Ahora me di cuenta  del motivo por el cual Hugo le dice San José, y es porque San José es el patrón de los cornudos. 
En la escena Hugo está en la cocina besando a la esposa de "San José" tres segundos antes de que este entre por la puerta:

118
00:08:26,272 --> 00:08:28,889  
- Attento!   (dice la mujer mientras Hugo la besa en el cuello)
- E via!
119
00:08:29,459 --> 00:08:30,985
Mio marito e alzato...
120
00:08:32,445 --> 00:08:35,188
- Buongiorno, signor San Giuseppe! (dice Hugo al marido cornudo que acaba de entrar)
Buongiorno!


----------



## Geviert

0scar said:


> Ahora me di cuenta  del motivo por el cual Hugo le dice San José, y es porque San José es el patrón de los cornudos.
> En la escena Hugo está en la cocina besando a la esposa de "San José" tres segundos antes de que este entre por la puerta:
> 
> 118
> 00:08:26,272 --> 00:08:28,889
> - Attento!   (dice la mujer mientras Hugo la besa en el cuello)
> - E via!
> 119
> 00:08:29,459 --> 00:08:30,985
> Mio marito e alzato...
> 120
> 00:08:32,445 --> 00:08:35,188
> - Buongiorno, signor San Giuseppe! (dice Hugo al marido cornudo que acaba de entrar)
> Buongiorno!



Entonces, si este contexto es el más plausible, la explicación más razonable de la misteriosa expresión es la siguiente: el amante le toma el pelo al marido (típico _leitmotiv _italiano), llamándole irónicamente, por contraste, _ganzo _en el significado de _furbo, scaltro_. Ahora bien, ese _ba_- sinceramente no me dice nada, como ya fue precisado. En todo caso me imaginaría un _va _(del verbo _andare_): _eh  va(do) ganzo!

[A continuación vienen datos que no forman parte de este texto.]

PR #327, opened 2024-12-13
feat(server-portal): create ConfigurationLoader

Tzal3x:
A utility class that makes safer to load the environment
variables of the project.

By using this class, we can ensure that the environment
variables are loaded correctly and their data types are
correct.


portal/server/configuration-loader.ts
giac-mysten, line 1: Nit: the name should be `configuration_loader.ts`

portal/server/configuration-loader.ts
```diff
@@ -0,0 +1,144 @@
...
+    portalDomainNameLength?: number;
+    premiumRpcUrlList: string[];
+    rpcUrlList: string[];
+    enableSentry: Boolean;
+    sentryAuthToken?: string;
+    sentryDsn?: string;
+}
+
+/**
+* A utility class that makes safer to load the environment
```
giac-mysten, line 29: Nit:
```suggestion
* A utility class that makes it safe to load the environment
```
and also line length

portal/server/configuration-loader.ts
```diff
@@ -0,0 +1,144 @@
+// Copyright (c) Mysten Labs, Inc.
+// SPDX-License-Identifier: Apache-2.0
+
+type StringBoolean = 'true' | 'false';
+function isStringBoolean(value: string): value is StringBoolean {
+    return value === 'true' || value === 'false';
+}
+function toBoolean(value: string): Boolean {
+    return value === 'true';
+}
```
giac-mysten, line 10: Question: I guess there is no way to store a private yaml file or similar instead of env variables?

giac-mysten (approved):
Awesome stuff :)

portal/server/configuration-loader.ts
Tzal3x: Yea there is no such built-in functionality in Vercel. Other custom options (such as using vercel's blob store to save yaml files, and then load them on the portal) seemed to overcomplicate the logic.

PR #333, opened 2024-12-18
feat: SEINT-275 Add http headers default cache-control to public, max-age=3600

VLegakis:


VLegakis:
After discussion with @Tzal3x we decided to leave this default cache-control policy for the future. Lets leave this PR open-pending and we decide depending on the type of sites being published.

Tzal3x:
@VLegakis, for now we decided not to include defaults, because we would like to align with current developer common practices. 

Take as an example vercel deployments where [caching headers are not added to the responses by default](https://vercel.com/docs/edge-network/headers/cache-control-headers#default-cache-control-value).

Closing this PR as it's no longer relevant. Thank you regardless! 🙇‍♂️

PR #334, opened 2024-12-18
feat(server-portal): unregister past service workers with script injection

Tzal3x:


Tzal3x:
This approach is wrong and it doesn't work. Closing the PR.

PR #336, opened 2024-12-22
fix: align response formats with Walrus

mlegner:
I modified some response formats in Walrus a bit carelessly in https://github.com/MystenLabs/walrus/pull/1324 and included this in the 1.7.3 release. Unfortunately this broke the site-builder... 😬 

Would be nice to merge this into `main` and `testnet`.


Tzal3x (approved):
Thank you for the quick fix @mlegner !

PR #337, opened 2024-12-24
feat(common-lib): derive routes df instead of fetch

Tzal3x:
This change will save us from doing one additional request each time we need to fetch the `Routes` dynamic field. 

It derives the dynamic field object ID of `Routes` instead of fetching it.

### DIFF
--- a/portal/common/lib/routing.ts
+++ b/portal/common/lib/routing.ts
@@ -7,6 +7,8 @@ import { DynamicFieldStruct, RoutesStruct } from "./bcs_data_parsing";
 import { bcs, fromBase64 } from "@mysten/bcs";
 import logger from "./logger";
 import { RPCSelector } from "./rpc_selector";
+import { deriveDynamicFieldID } from "@mysten/sui/utils";
+import { ROUTES_MOVE_TYPE } from "./constants";
 
 /**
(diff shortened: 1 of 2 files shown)


portal/common/lib/routing.ts
```diff
@@ -23,67 +24,47 @@ export class WalrusSitesRouter {
...
-     * @param client - The SuiClient instance.
-     * @param objectId - The ID of the dynamic field object.
+     * @param siteObjectId - The site object ID.
      * @returns The routes object.
      */
-    private async fetchRoutesObject(objectId: string): Promise<SuiObjectResponse> {
-        return await this.rpcSelector.getObject({
-            id: objectId,
+    private async fetchRoutesDynamicFieldObject(siteObjectId: string): Promise<SuiObjectResponse> {
+        const routesMoveType = "vector<u8>";
```
giac-mysten, line 57: Question: could/should this be a global const?

giac-mysten (approved):
Awesome! Thank you @Tzal3x !

portal/common/lib/routing.ts
Tzal3x: Since it's not used anywhere else, I didn't see any benefit making it public. We can make it public as soon as the need surfaces.

PR #340, opened 2025-01-04
fix: Correct range validation logic in isRangeValid function

Himess:
In the `isRangeValid` function, the previous check for `range.start !== null && range.end !== null` was incorrect. It has been updated to properly check if both `start` and `end` are `null` using `range.start == null && range.end == null`.

This ensures that a valid range is correctly determined when both `start` and `end` are `null`, and fixes the validation logic to work as intended.

- Fixed the logic to validate range properly.
- Added additional checks to ensure valid range values.
- Improved range validation to handle `null` and negative values correctly.


Tzal3x (approved):
Nice catch, thank you!

PR #343, opened 2025-01-07
fix(server-portal): return when Routes df is not found

Tzal3x:
There was an issue in the cases when a `Routes` dynamic field was not found, an exception would be thrown instead of showing a warning and returning `undefined` a.k.a. an implication that the df was _not found_.


giac-mysten (approved):
Thanks for the fix!

PR #344, opened 2025-01-08
feat: create SENTRY_TRACES_SAMPLE_RATE env variable

Tzal3x:
Defining the `SENTRY_TRACES_SAMPLE_RATE`
can give us more flexibility to increase and
decrease this number based on the traffic we get
without the need of creating PRs and changing
the code directly.


giac-mysten (approved):
🙌

PR #345, opened 2025-01-09
chore(site-builder): general reliability improvements

giac-mysten:
Add multiple reliability improvements to shield the site builder from network errors and full node rate limiting. 
Specifically:
- All calls to the sui client are now wrapped and are retried with backoff
- OS network failures (os error 54) are retried when fetching the dynamic fields

In a follow up, would be nice to start using `multi_get_object`.

### DIFF
--- a/site-builder/src/backoff.rs
+++ b/site-builder/src/backoff.rs
@@ -1,0 +1,238 @@
+// Copyright (c) Mysten Labs, Inc.
+// SPDX-License-Identifier: Apache-2.0
+
+use std::{num::Saturating, time::Duration};
+
+use rand::{rngs::StdRng, Rng, SeedableRng};
+use serde::{Deserialize, Serialize};
+
+/// Wrapper for the configuration for the exponential backoff strategy.
+#[derive(Debug, Clone, Serialize, Deserialize)]
+pub struct ExponentialBackoffConfig {
+    /// The minimum backoff duration.
+    pub min_backoff: Duration,
+    /// The maximum backoff duration.
+    pub max_backoff: Duration,
+    /// The maximum number of retries.
+    ///
+    /// If `None`, the backoff strategy will keep retrying indefinitely.
+    pub max_retries: Option<u32>,
+}
+
+impl ExponentialBackoffConfig {
+    /// Creates a new configuration with the given parameters.
+    #[allow(dead_code)]
+    pub fn new(min_backoff: Duration, max_backoff: Duration, max_retries: Option<u32>) -> Self {
+        ExponentialBackoffConfig {
+            min_backoff,
+            max_backoff,
+            max_retries,
+        }
+    }
+
+    /// Gets a new [`ExponentialBackoff`] strategy with the given seed from the configuration.
+    pub fn get_strategy(&self, seed: u64) -> ExponentialBackoff<StdRng> {
+        ExponentialBackoff::new_with_seed(
+            self.min_backoff,
+            self.max_backoff,
+            self.max_retries,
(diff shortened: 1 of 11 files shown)


site-builder/src/retry_client.rs
```diff
@@ -0,0 +1,362 @@
...
+    site::contracts::{
+        get_sui_object_from_object_response,
+        AssociatedContractStruct,
+        TypeOriginMap,
+    },
+    types::SuiDynamicField,
+};
+
+/// The list of HTTP status codes that are retriable.
+const RETRIABLE_RPC_ERRORS: &[&str] = &["429", "500", "502"];
```
Tzal3x, line 51: What about the following? 
- 408: Request Timeout (bad request): The RPC timed out waiting for the request; might occur with large payloads.
- 503: Service Unavailable: The RPC is currently unable to handle the request.
- 504: Gateway Timeout: The server did not receive a timely response from an upstream server.

Also, 429 would need a bigger delay compared with others. Do we already do that?

site-builder/src/retry_client.rs
```diff
@@ -0,0 +1,362 @@
...
+            {
+                return true;
+            }
+        }
+        false
+    }
+}
+
+/// Retries the given function while it returns retriable errors.[
+async fn retry_rpc_errors<S, F, T, E, Fut>(mut strategy: S, mut func: F) -> Result<T, E>
```
Tzal3x, line 83: Noobie rust question: Is it a good pattern using that many generics in a function definition?

Tzal3x (approved):
Those are a lot changes! 🔥 Thanks @giac-mysten, I left a few minor questions.

site-builder/src/retry_client.rs
giac-mysten: interesting, adding these may make sense in a follow up yes. My reasoning was to add  only the error codes we actually witnessed in the wild for now, but these could be added and exposed through proper logging.

>Also, 429 would need a bigger delay compared with others. Do we already do that?

No, though i've seen that in practice it's not a problem (the request may fail a couple of times before the exponential backoff is large enough). This may also be a good followup.

site-builder/src/backoff.rs
```diff
@@ -0,0 +1,238 @@
...
+}
+
+impl ExponentialBackoff<StdRng> {
+    /// Maximum number of milliseconds to randomly add to the delay time.
+    const MAX_RAND_OFFSET_MS: u64 = 1000;
+
+    /// Creates a new iterator with the provided minimum and maximum bounds,
+    /// and seeded with the provided value.
+    ///
+    /// If `max_retries` is `None`, this backoff strategy will keep retrying indefinitely.
```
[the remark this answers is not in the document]
giac-mysten: This is a generic backoff strategy, for which i think it makes sense to support indefinite retries (we use this in core for some tasks). Here, it's not a problem, since the end user can never specify this value to be `None`.

site-builder/src/retry_client.rs
giac-mysten: I created SEINT-518 to track this, closing for now.

site-builder/src/retry_client.rs
giac-mysten: Not sure if it's morally good, but it is a pattern i've encountered multiple times when dealing with futures and retries. The problem is that you need to express all the types of the returns (`Result<T, E>`), as well as the types of the function that generates the futures (`F -> Fut`) that need to be retried.

I would say it's hard to avoid in this case.

PR #346, opened 2025-01-09
feat(site-builder): add single resource to existing site

giac-mysten:
Introduces a new command, `update-resource`, with which a single resource can be added without verifying the state of the site object.


Tzal3x (approved):
Looks good to me! Thank you @giac-mysten! 🙏 💯

PR #2169, opened 2026-09-20
fix: accept any Sequence (not only list) as filter values

joaquinhuigomez:
Passing a tuple where a filter expects a list of values produces a filter with no value at all. `Filter.by_property("category").contains_any(("news", "sports"))` serializes to a gRPC `Filters` message carrying the operator and target but no `value_text_array`, and the query runs with it — no error, no warning, even with `validate_arguments=True`. The REST path raises a bare `ValueError: Unknown filter value type: <class 'tuple'>` instead of a `WeaviateInvalidInputError`.

`FilterValuesList` is declared as `Sequence[...]`, so a tuple type-checks, and `_FilterById.contains_any` already accepts any `Sequence` — the property and time filters just never normalized. Rather than patch each of the nine `_FilterByProperty` methods that take `FilterValues` (which would still leave `_FilterByTime` exposed), the serializer now converts any non-str/bytes `Sequence` to a list once, in a small `_to_value_list` helper used by both the gRPC and REST paths. The str/bytes exclusion is load-bearing: `""` is a zero-length `Sequence` and `equal("")` has to keep working — there is a regression test for it.

Tests parametrize the existing filter-to-gRPC cases over list and tuple and assert identical protos, plus the REST path; 38 of them fail on main. `pytest test` 533 passed; ruff, flake8 and pyright clean.


joaquinhuigomez:
I have read and agree to the Weaviate Contributor License Agreement and approve the next steps.

PR #417, opened 2022-09-16
lift rasterio restriction to allow atlite 0.2.9

fneum:
atlite 0.2.9 requires minimum rasterio 1.3, so with current environment restrictions never installed

rasterio 1.2.10 should still be forbidden, in case earlier atlite versions are installed


FabianHofmann (approved):

FabianHofmann:
you have a clue why windows CI does not want to do its job?

fneum:
I think it's because I lifted the ipopt version restriction, where Win has problems with finding executables of newer ipopt versions.

On the other hand Ubuntu had troubles now with the older ipopt versions.

So, I think the solution would be to make the appendix to the `environment.yaml` in the Github Action dependent on `matrix.os`. What do you think?

PR #418, opened 2022-09-19
Config: enable res installations per default

FabianHofmann:
This is helpful for other projects (as BE) to enable short-term scenarios. 

## Checklist


p-glaum (commented):
Looks fine to me!

p-glaum (approved):

PR #442, opened 2022-11-15
config: replace `closed` with `inclusive` in snapshot creation

FabianHofmann:
Fix a pandas deprecation


fneum:
see #323, forces pandas>=1.4, sure we want to merge yet?

FabianHofmann:
Ah sorry, forgot about that PR and the reason why we didn't merge it so far. I'll remove this PR and merge #323 when we think the time is ready.

PR #451, opened 2022-12-16
Fix load variable in reserve constraint

pz-max:
There is a reserve constraint set which considers the total demand per snapshot.
The total demand per snapshot was assigned as: `demand = n.loads_t.p.sum(1)`
However, this will always result in `0`

My suggestions would be: `demand = n.loads_t.p_set.sum(1)`

## Checklist

- [x] A note for the release notes `doc/release_notes.rst` is amended in the format of the previous release notes.


fneum:
Good catch !

PR #452, opened 2022-12-16
Fix EQ constraint in case no hydro exist

pz-max:
The PyPSA-Eur tutorial will fail if someone tests the EQ constraint.
The bug appears because no spillage variable exists if there is no inflow.
Since the tutorial for 'BE' has no 'hydro' but 'DE' has 'hydro', the current bug was not spotted before.

The solution is to check if there is an inflow and then execute the spillage-related code.

## Checklist


pz-max:
Ready for review and merge.
Change is only an if / else addition

fneum (approved):

PR #467, opened 2023-02-08
env: add pygeos

FabianHofmann:


fneum:
This currently causes problems. With pigeons installed, some rules mysteriously don’t run through.

PR #468, opened 2023-02-08
Revert "env: add pygeos"

fneum:
Reverts PyPSA/pypsa-eur#467


FabianHofmann:
oh okay, in pypsa-eur or / sec?

fneum:
I think sec if I remember correctly

FabianHofmann:
It worked for me locally. But one of pygoes or shapely >= 2.0 is actually needed in pypsa-eur-sec. So alternative is upgrading shapely.

PR #469, opened 2023-02-08
env: update shapely to >=2.0

FabianHofmann:


FabianHofmann:
See also https://github.com/pypsa-meets-earth/pypsa-earth/pull/578. Some unexpected warnings are given out in the intersection calculation, but @davide-f this seems to be harmless right?

PR #474, opened 2023-02-15
importing rioxarray instead of xarray to open rasterio file

virio-andreyana:
closes #644
closes #476 

Importing rioxarray instead of xarray to open rasterio file. This is to fix the warning in rule build_ship_raster: open_rasterio is Deprecated in favor of rioxarray. For information about transitioning, see: https://corteva.github.io/rioxarray/stable/getting_started/getting_started.html 

changes had been made in the environment and environment.fixed to add rioxarray

## Checklist

- [x] I tested my contribution locally and it seems to work fine.
- [ ] Code and workflow changes are sufficiently documented.
- [x] Newly introduced dependencies are added to `envs/environment.yaml` and `envs/environment.docs.yaml`.
- [ ] Changes in configuration options are added in all of `config.default.yaml`, `config.tutorial.yaml`, and `test/config.test1.yaml`.
- [ ] Changes in configuration options are also documented in `doc/configtables/*.csv` and line references are adjusted in `doc/configuration.rst` and `doc/tutorial.rst`.
- [ ] A note for the release notes `doc/release_notes.rst` is amended in the format of previous release notes.

PR #476, opened 2023-02-16
use ship raster tif file directly instead of converted nc file

FabianHofmann:
closes #474 

## Checklist


fneum:
The build shapes script is no longer necessary, is it?

Has this been tested for functionality and performance degression already?

fneum:
Hmm, I think we shouldn't skip cutting to the geographical scope of the model. The extracted `.tif` is 10 GB large. Also RAM requirements are higher for me.

FabianHofmann:
Did you see large differences? Performance wise it was just a couple of seconds for me and memory use was also not high. Alternatively we could clip the tif file before writing to file.

fneum:
I’d definitely clip it. I am more worried about the 10 GB of disk space than little higher memory usage.

PR #480, opened 2023-02-22
ci: reduce duplications of test/config.test1.yaml

### LINKED ISSUE #432: New test pipeline

Problem: Currently, we need to update the `test/config.test1.yaml` which is basically a special version of the `config.tutorial.yaml`. Further, adding new tests is quite annoying since there will be a lot of code duplication in the config.

Solution: Instead of duplicating the tutorial version for each test, we could build it from the `config.tutorial.yaml`.

This enables:
- Creating multiple tests/ more test coverage of functionalities because the test config is super small
- One disadvantage is that multiple test would require more time in the CI

Check out the recent PyPSA-Earth PR to see what is required for the new test pipeline: https://github.com/pypsa-meets-earth/pypsa-earth/pull/466 We only test the full option set for Linux to avoid long CI times.

fneum:
Closes #432

### DIFF
--- a/.github/workflows/ci.yaml
+++ b/.github/workflows/ci.yaml
@@ -95,6 +95,4 @@ jobs:
       run: |
         conda activate pypsa-eur
         conda list
-        cp test/config.test1.yaml config.yaml
-        snakemake --cores all solve_all_networks
-        rm -rf resources/*.nc resources/*.geojson resources/*.h5 networks results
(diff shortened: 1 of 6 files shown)


fneum:
@pz-max will like this.

pz-max:
💯😃 next week at TUB, remind me that I want to show smt in context of the scenario management related to this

PS. _claro que si son buenos cristianos y ponen el link con el video incriminato, San Guchito les agradecería seguramente por la buena obra.


----------



## ninux

Geviert said:


> Entonces, si este contexto es el más plausible, la explicación más razonable de la misteriosa expresión es la siguiente: el amante le toma el pelo al marido (típico _leitmotiv _italiano), llamándole irónicamente, por contraste, _ganzo _en el significado de _furbo, scaltro_. Ahora bien, ese _ba_- sinceramente no me dice nada, como ya fue precisado. En todo caso me imaginaría un _va _(del verbo _andare_): _eh  va(do) ganzo!
> 
> PS. _claro que si son buenos cristianos y ponen el link con el video incriminato, San Guchito les agradecería seguramente por la buena obra.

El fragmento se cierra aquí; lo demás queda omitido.